◆ Work item: This exercise calls for every line of the data below with the string "seems" in it.

________________

PR #232, opened 2016-03-04
Make take_until_s! work with strings that are not 3 characters long

conradev:
Me until I figured this out:


Geal:
Nice catch, thanks!

PR #237, opened 2016-03-16
Absolute macro references

DanielKeep:
This makes some `ErrorKind` references in macros absolute.

I noticed that *most* references to stdlib names are not absolute, and references to things like `::regex` aren't portable, either.  I wasn't sure if you'd want those fixed, too, so I just left things at nom's own names.

Incidentally, I also fixed all warnings I found when running tests.


Geal:
Thanks!

PR #238, opened 2016-03-19
Don't consume list separator prematurely

evestera:
When using the macros `separated_list!` and `separated_nonempty_list!` the separator is consumed before checking if there is another element. This prevents using it in cases like this:

        elems: separated_list!(tag!("."), id) ~
        tag!(".*") ,

Not consuming the separator until after another element is parsed fixes this. Fixed, and added a test for the fix.

### DIFF
--- a/src/macros.rs
+++ b/src/macros.rs
@@ -1767,11 +1767,10 @@ macro_rules! separated_list(
                 if i2.len() == input.len() {
                   break;
                 }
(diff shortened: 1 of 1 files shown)


Geal:
Merged in https://github.com/Geal/nom/commit/d42cf5c7d0c1607f5676762c05c494b7250e76ae

Thanks!

Issue #243, opened 2016-04-03
Missing le_f32 function.


jeandudey:
There is a function to read f32 values in big endian (`be_f32`), but not for little endian (`le_f32`).

Geal:
It's not there because nobody has needed it yet ;)

Would you like to give it a try? That pull request should be easy to do.

jeandudey:
I will do it, seems easy :D.

Geal:
Thanks!

PR #244, opened 2016-04-04
Add le_f32 and le_f64 functions.

jeandudey:
Solves #243.


Geal:
Hi, could you add some unit tests for those functions?

Geal:
Hello!

How about some unit tests?

I know, I insist, but it's useful to know the base parsers always work as expected ;)

PR #248, opened 2016-04-11
Test: Fix a wrong test case for `is_oct_digit`

Hywan:
`is_hex_digit` is used instead of `is_oct_digit`.


Hywan:
Tests fail on nightly, don't know why, but it seems not to be related to this PR.

Geal:
Thanks!

Hywan:
'lcome :-)

PR #249, opened 2016-04-11
Fixed take_till! to be usable from the outside of nom crate

Xirdus:
Because of private trait macro shenanigans, it was impossible to use this macro due to compilation error. The attached test, for example, doesn't compile without this patch.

________________

◆ Solution to the problem:
I will do it, seems easy :D.
Tests fail on nightly, don't know why, but it seems not to be related to this PR.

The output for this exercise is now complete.